Altaf Mohammed1,5, Naveena B. Janakiram1,4, Venkateshwar Madka1, Gopal Pathuri1, Qian Li1, Rebekah Ritchie1, Laura Biddick1, Hannah Kutche1, Yuting Zhang1, Anil Singh1, Hariprasad Gali2, Stan Lightfoot1, Vernon E. Steele3, Chen S. Suen3 and Chinthalapally V. Rao1,4

1Center for Cancer Prevention and Drug Development, Department of Medicine, Hematology-Oncology Section, Stephenson Cancer Center, University of Oklahoma Health Sciences Center, Oklahoma City, OK, USA

2College of Pharmacy, University of Oklahoma Health Sciences Center, Oklahoma City, OK, USA

3Chemopreventive Agent Development Research Group, Division of Cancer Prevention, National Cancer Institute, Bethesda, MD, USA

4VA Medical Center, Oklahoma City, OK, USA

5Current address: Chemopreventive Agent Development Research Group, Division of Cancer Prevention, National Cancer Institute, Bethesda, MD, USA

Correspondence to:

Chinthalapally V. Rao, email: [email protected]

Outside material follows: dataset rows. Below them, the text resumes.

PR #3609, opened 2017-10-05
Upgrade eslint configuration and fix throw literal warnings

noisecapella:
None

#### What's this PR do?
Upgrades eslint configuration, fixes related warnings

N/A

### DIFF
--- a/static/js/dashboard_routes.js
+++ b/static/js/dashboard_routes.js
@@ -13,7 +13,7 @@ import Learner from './components/Learner';
 import OrderSummaryPage from './containers/OrderSummaryPage';
 
 const errorLoading = error => {
-  console.trace(error);
+  console.log("loading error caused by:", error)
   throw new Error(`Dynamic page loading failed: ${error}`);
 };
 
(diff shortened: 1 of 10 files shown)


static/js/dashboard_routes.js
```diff
@@ -13,7 +13,7 @@ import Learner from './components/Learner';
 import OrderSummaryPage from './containers/OrderSummaryPage';
 
 const errorLoading = error => {
-  console.trace(error);
+  console.log("loading error caused by:", error)
```
amir-qayyum-khan: why console here?

noisecapella: `console.trace` was showing the stack trace of `errorLoading`, which doesn't contain any useful information. Instead we want to see the stack trace of `error` which shows up via `console.log`

amir-qayyum-khan:
@noisecapella just out of curiosity, You choosed `thorw new Error` which logs `error , (custom message)` to be more readable?

noisecapella:
No, in javascript the stack trace of an `Error` object is defined at the point when the `Error` was created, not when it was thrown. In order to get the stack trace of a caught error it needs to be an `Error` object.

Keywords: pancreatic cancer; chemoprevention; P2X7R; A438079; AZ10606120

Received: September 11, 2017     Accepted: October 11, 2017     Published: October 26, 2017

ABSTRACT

Pancreatic cancer (PC) is an almost uniformly lethal disease with inflammation playing an important role in its progression. Sustained stimulation of purinergic receptor P2X7 drives induction of NLRP inflammasome activation. To understand the role of P2X7 receptor and inflammasome, we performed transcriptomic analysis of p48Cre/+-LSL-KrasG12D/+ mice pancreatic tumors by next generation sequencing. Results showed that P2X7R's key inflammasome components, IL-1β and caspase-1 are highly expressed (p < 0.05) in pancreatic tumors. Hence, to target P2X7R, we tested effects of two P2X7R antagonists, A438079 and AZ10606120, on pancreatic intraepithelial neoplasms (PanINs) and their progression to PC in p48Cre/+-LSL-KrasG12D/+ mice. Following dose optimization studies, for chemoprevention efficacy, six-week-old p48Cre/+-LSL-KrasG12D/+ mice (24–36/group) were fed modified AIN-76A diets containing 0, 50 or 100 ppm A438079 and AZ10606120 for 38 weeks. Pancreata were collected, weighed, and evaluated for PanINs and PDAC. Control diet-fed male mice showed 50% PDAC incidence. Dietary A438079 and AZ10606120 showed 60% PDAC incidence. A marginal increase of PanIN 3 (carcinoma in-situ) was observed in drug-treated mice. Importantly, the carcinoma spread in untreated mice was 24% compared to 43–53% in treatment groups. Reduced survival rates were observed in mice exposed to P2X7R inhibitors. Both drugs showed a decrease in caspase-3, caspase-1, p21 and Cdc25c. Dietary A438079 showed modest inhibition of P2X7R, NLRP3, and IL-33, whereas AZ10606120 had no effects. In summary, targeting the P2X7R pathway by A438079 and AZ10606120 failed to show chemopreventive effects against PC and slightly enhanced PanIN progression to PDAC. Hence, caution is needed while treating high-risk individuals with P2X7R inhibitors.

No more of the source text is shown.